In 2003, Bonnie performed as the featured soloist at the University of Melbourne 150th Anniversary Concert in the Melbourne Town Hall. Bonnie is currently undertaking a Master of Music at the University, specialising in Music Performance under the supervision of Professor Ronald Farren-Price.

Impressive. Very very impressive.


So I got up this morning, and the clock on my Windows taskbar was 1 hour behind the other clocks. Daylight saving must have started, so I wound the clocks back by 60 minutes and had one more hour to slack around before leaving.

I arrived at 12.55, and the entrance of the hall was surprisingly deserted. Usually, it would be a buzz of activity as people drifted in and out of the performance venue.

When I went up to the front desk, the lady behind it told me that the concert had already started.
“What? Did it start at 1?”
I looked at my watch dumbly, “Shit…must be the daylight saving time.” At this point I thought the university had not switched over, which was extremely puzzling.

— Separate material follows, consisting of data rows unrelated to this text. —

PR #2064, opened 2020-12-24
Handle IDataLoaderResult properly within list graph types

### LINKED ISSUE #2062: DataLoader does not allow for null to be returned for federated schema
## Description

When using DataLoader in tandem with a federated schema, `null` can no longer be returned and instead an error is thrown. Without DataLoader in place this is not an issue and `null` can be returned for scenarios when the requested data does not exist.

### Steps to reproduce

This can be reproduced with the following code:

**Mock service:**
```
public interface IProductService
{
    Task<Product> GetProductById(int id);

    Task<IDictionary<int, Product>> GetProductsByIds(IEnumerable<int> ids);
}

public class ProductService : IProductService
{
    private readonly IDictionary<int, Product> _productStore = new Dictionary<int, Product>
    {
        {1, new Product {Id = 1, Name = "Product 1"}},
        {2, new Product {Id = 2, Name = "Product 2"}},
        {3, new Product {Id = 3, Name = "Product 3"}}
    };

    public async Task<Product> GetProductById(int id)
    {
        _productStore.TryGetValue(id, out var product);

        return await Task.FromResult(product);
    }

    public async Task<IDictionary<int, Product>> GetProductsByIds(IEnumerable<int> ids)
    {
        var results = new Dictionary<int, Product>();

        foreach (var id in ids)
        {
            _productStore.TryGetValue(id, out var product);

            results.Add(id, product);
        }

        return await Task.FromResult(results);
    }
}
```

She laughed a sympathetic laugh.
“Thought I wanted to catch Bonnie Brown performing… shit, this sucks.”
“You can still watch the final parts,” she suggested, her hand gesturing towards the door.
“Yes I’ll do that. Thank you,” I headed for the door, extremely annoyed with the circumstances.

Bonnie was still in the midst of her performance. As with the last time, it was an energetic piece with parts that had about 5 to 10 Hz note playing. Having seen a fair bit of lunch hour concerts, I can guess that her pieces would have added up to about 25 minutes. And she was doing it by memory- no score sheets.

I saw about 10 to 15 minutes of the performance.

When I got home, I asked my housemate about the daylight saving time changeover.
“Not until after the Grand Prix,” he told me.
“My computer had already changed, causing me to miss about half of the concert. I’m quite pissed off.”
“Yeah my computer did it too.”

A search on the internet gave this page:
Microsoft products do not reflect Australian daylight saving time changes for the year 2006

Fuck you, Microsoft wankers. Fuck you.

Turns out it is not Microsoft's fault. Heh. (insert sheepish grin)
A few states in Australia postponed the daylight saving switchover due to the Commonwealth Games and the F1 GP.
So it boils down to my gross ignorance.